#### [ACTION ITEM]
Find the line with "directories it creates." in the entries below. Repeat it, every following line, and the line with "### Suggested Approach", exactly and with nothing added.

[Dataset entries]
★ ★ ★ ★ ★

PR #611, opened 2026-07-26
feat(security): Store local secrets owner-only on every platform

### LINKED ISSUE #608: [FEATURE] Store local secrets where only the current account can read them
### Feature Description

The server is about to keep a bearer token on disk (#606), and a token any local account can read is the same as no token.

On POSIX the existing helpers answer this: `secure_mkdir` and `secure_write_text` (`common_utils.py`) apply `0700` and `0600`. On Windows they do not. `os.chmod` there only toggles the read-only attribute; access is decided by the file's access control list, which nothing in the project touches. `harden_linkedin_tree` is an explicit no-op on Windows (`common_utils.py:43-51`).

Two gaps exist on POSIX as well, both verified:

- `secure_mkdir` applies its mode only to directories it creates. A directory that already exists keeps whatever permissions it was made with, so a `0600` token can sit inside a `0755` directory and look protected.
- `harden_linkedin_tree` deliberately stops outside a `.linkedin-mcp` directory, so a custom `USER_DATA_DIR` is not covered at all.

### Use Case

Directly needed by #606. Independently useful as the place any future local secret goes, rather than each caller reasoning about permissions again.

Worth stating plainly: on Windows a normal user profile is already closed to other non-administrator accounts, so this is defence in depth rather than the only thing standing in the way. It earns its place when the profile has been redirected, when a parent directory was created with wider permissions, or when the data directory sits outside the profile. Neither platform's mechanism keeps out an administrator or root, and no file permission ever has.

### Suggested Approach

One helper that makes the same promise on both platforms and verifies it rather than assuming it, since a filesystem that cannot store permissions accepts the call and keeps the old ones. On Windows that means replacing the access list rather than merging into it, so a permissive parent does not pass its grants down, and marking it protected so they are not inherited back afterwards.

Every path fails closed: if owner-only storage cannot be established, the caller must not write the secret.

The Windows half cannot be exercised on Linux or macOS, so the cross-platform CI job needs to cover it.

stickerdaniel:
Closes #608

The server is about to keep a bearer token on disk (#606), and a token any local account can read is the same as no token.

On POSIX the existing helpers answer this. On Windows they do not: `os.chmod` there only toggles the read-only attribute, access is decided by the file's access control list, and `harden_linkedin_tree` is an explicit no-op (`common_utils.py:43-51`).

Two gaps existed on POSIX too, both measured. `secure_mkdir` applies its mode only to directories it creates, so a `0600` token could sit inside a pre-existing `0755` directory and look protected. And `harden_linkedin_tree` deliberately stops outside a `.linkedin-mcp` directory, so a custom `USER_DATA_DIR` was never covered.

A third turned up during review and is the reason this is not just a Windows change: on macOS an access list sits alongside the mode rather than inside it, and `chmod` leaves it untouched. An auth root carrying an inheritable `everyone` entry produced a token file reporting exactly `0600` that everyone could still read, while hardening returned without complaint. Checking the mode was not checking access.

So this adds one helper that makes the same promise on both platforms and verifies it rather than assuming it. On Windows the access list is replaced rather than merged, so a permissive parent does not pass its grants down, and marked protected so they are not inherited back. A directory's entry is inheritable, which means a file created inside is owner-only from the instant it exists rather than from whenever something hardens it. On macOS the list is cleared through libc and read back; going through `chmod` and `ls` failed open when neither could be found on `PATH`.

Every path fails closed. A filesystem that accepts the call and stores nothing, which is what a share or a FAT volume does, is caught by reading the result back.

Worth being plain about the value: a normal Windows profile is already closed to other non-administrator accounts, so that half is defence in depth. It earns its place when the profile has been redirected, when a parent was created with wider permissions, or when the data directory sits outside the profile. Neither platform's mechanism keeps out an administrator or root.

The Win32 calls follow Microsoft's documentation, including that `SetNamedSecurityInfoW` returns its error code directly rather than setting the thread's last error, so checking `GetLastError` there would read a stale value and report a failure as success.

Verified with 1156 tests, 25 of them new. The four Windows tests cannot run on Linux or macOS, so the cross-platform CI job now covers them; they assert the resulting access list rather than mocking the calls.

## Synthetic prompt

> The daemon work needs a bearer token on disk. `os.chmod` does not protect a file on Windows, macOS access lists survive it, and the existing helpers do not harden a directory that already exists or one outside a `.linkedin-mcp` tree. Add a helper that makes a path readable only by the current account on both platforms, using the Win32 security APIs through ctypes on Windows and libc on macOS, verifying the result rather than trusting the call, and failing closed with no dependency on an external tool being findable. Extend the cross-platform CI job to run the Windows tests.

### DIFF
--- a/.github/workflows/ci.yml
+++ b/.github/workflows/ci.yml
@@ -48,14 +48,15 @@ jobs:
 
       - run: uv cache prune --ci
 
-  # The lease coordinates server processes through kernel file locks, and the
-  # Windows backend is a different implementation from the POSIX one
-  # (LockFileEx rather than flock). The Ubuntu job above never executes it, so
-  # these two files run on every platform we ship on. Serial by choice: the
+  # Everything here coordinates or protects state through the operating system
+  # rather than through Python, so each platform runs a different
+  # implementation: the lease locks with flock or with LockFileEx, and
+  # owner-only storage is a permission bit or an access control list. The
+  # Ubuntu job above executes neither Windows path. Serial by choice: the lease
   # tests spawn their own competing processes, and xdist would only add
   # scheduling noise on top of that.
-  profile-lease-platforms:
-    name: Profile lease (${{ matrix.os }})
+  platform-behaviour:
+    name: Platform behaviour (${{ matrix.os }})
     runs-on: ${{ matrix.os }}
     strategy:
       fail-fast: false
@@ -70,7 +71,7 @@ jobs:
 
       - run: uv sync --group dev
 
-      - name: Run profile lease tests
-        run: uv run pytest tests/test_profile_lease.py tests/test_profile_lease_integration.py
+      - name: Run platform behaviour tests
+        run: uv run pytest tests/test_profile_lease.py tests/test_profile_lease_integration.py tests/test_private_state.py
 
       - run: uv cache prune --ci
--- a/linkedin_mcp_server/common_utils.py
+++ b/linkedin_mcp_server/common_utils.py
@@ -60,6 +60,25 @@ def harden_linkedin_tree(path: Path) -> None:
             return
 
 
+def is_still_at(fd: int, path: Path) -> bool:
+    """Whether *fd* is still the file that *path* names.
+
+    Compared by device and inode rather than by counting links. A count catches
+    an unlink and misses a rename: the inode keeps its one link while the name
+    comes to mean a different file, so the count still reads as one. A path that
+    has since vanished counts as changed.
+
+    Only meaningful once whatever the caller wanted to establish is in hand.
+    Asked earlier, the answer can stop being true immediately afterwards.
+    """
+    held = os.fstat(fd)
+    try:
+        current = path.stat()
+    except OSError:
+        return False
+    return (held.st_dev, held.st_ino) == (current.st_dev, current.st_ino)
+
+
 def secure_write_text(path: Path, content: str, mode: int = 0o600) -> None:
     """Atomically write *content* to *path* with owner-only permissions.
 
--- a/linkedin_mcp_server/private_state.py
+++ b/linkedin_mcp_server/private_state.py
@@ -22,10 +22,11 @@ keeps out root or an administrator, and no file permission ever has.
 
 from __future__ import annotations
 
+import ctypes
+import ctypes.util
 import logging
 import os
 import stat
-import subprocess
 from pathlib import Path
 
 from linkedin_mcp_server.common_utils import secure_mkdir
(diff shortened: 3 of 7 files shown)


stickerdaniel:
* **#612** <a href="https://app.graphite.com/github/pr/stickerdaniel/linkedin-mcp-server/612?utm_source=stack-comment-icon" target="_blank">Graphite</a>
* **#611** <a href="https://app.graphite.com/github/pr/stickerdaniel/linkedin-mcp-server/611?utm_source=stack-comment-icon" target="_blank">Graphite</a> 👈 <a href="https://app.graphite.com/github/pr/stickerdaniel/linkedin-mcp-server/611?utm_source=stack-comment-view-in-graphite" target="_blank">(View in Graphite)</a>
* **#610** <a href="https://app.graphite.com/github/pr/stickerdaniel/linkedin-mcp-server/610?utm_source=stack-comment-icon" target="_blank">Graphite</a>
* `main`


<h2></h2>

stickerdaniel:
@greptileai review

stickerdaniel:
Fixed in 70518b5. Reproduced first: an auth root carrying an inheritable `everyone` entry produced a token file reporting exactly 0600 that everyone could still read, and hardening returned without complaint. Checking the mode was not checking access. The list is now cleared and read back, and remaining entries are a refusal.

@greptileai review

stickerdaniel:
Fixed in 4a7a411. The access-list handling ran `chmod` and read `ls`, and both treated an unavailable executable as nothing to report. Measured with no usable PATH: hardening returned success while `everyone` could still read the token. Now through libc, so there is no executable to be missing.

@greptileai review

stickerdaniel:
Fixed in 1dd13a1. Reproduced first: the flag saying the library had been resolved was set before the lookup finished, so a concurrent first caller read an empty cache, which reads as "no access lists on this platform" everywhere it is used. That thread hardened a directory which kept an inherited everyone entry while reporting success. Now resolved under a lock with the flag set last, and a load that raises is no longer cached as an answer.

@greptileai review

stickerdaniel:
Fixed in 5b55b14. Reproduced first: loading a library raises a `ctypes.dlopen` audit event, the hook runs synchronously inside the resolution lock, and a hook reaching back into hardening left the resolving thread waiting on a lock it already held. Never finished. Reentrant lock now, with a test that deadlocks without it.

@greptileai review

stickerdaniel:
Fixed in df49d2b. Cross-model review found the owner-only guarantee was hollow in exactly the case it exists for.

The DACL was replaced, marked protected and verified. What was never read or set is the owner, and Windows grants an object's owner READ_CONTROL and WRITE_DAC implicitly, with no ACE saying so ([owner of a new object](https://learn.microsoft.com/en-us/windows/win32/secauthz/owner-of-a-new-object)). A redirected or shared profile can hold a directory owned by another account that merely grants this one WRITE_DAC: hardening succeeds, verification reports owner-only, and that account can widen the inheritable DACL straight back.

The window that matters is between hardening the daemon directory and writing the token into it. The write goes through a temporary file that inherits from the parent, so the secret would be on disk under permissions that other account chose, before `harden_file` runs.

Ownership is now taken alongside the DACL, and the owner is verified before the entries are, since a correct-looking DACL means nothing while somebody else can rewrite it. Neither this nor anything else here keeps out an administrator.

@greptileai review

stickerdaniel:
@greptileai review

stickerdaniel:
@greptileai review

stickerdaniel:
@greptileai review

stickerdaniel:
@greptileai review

★ ★ ★ ★ ★

#### [EXERCISE SOLUTION]
- `secure_mkdir` applies its mode only to directories it creates. A directory that already exists keeps whatever permissions it was made with, so a `0600` token can sit inside a `0755` directory and look protected.
- `harden_linkedin_tree` deliberately stops outside a `.linkedin-mcp` directory, so a custom `USER_DATA_DIR` is not covered at all.

### Use Case

Directly needed by #606. Independently useful as the place any future local secret goes, rather than each caller reasoning about permissions again.

Worth stating plainly: on Windows a normal user profile is already closed to other non-administrator accounts, so this is defence in depth rather than the only thing standing in the way. It earns its place when the profile has been redirected, when a parent directory was created with wider permissions, or when the data directory sits outside the profile. Neither platform's mechanism keeps out an administrator or root, and no file permission ever has.

### Suggested Approach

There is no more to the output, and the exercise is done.